Solved – Checking if data come from a Poisson Process

distributionsfittinghypothesis testing

In marketing, people assume that individual customer purchases are distributed according to a poisson distribution. This may be an incorrect assumption, however all models are wrong but some are useful.

I've managed to find some customer transaction data housing that contains the customer ID and date of purchase as rows for several thousand customers (available here). Here is a sample of the data:

CustomerID  InvoiceDate
17381.0 2011-10-04 08:30:00
15749.0 2011-04-18 13:08:00
14371.0 2011-02-17 16:35:00
18226.0 2011-07-03 10:47:00
14012.0 2011-03-07 12:26:00
13144.0 2011-01-11 11:15:00
12852.0 2011-02-18 08:47:00
12901.0 2011-06-23 16:00:00
13854.0 2011-03-21 11:20:00
13158.0 2011-01-25 09:58:00

The data is publicly available, so I don't think there are any issues posting it here.

I can group the customers and count their transactions for any period of time. I'd like to check how well this assumption of being poisson distributed is.
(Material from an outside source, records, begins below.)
PR #9213, opened 2023-11-28
fix(upgrade): Remove semver parse

natemoo-re:
## Changes

- Fixes an issue when running `@astrojs/upgrade beta` in the docs repo
- The `semverParse` logic wasn't always correct because it could return `null` in certain scenarios. But it turns out the parse wasn't even needed in this case, so I removed it.

## Testing

Tested manually, it fixes the bug

## Docs

N/A, bug fix only


martrapp (approved):
Looks good to me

Could I just count the transactions for a given customer weekly, and then use the chi-square goodness of fit test to determine if the data could have been distributed according to a poisson distribution? Am I missing something crucial in my assumptions?

Best Answer

If you have data from a Poisson process with parameter $\lambda$, then the inter-arrival times $$ X_1, \ldots, X_n \overset{iid}{\sim} \text{Exponential}(\lambda). $$ You get these data points by just taking the difference of the column of time stamps. Then you can just look at a qqplot (check this thread for R code.)

Another idea: bin the data into buckets. Then run a Poisson regression on a few polynomials in time. If any of the significance tests reject the null, you can't assume that it's a (homogeneous) Poisson process.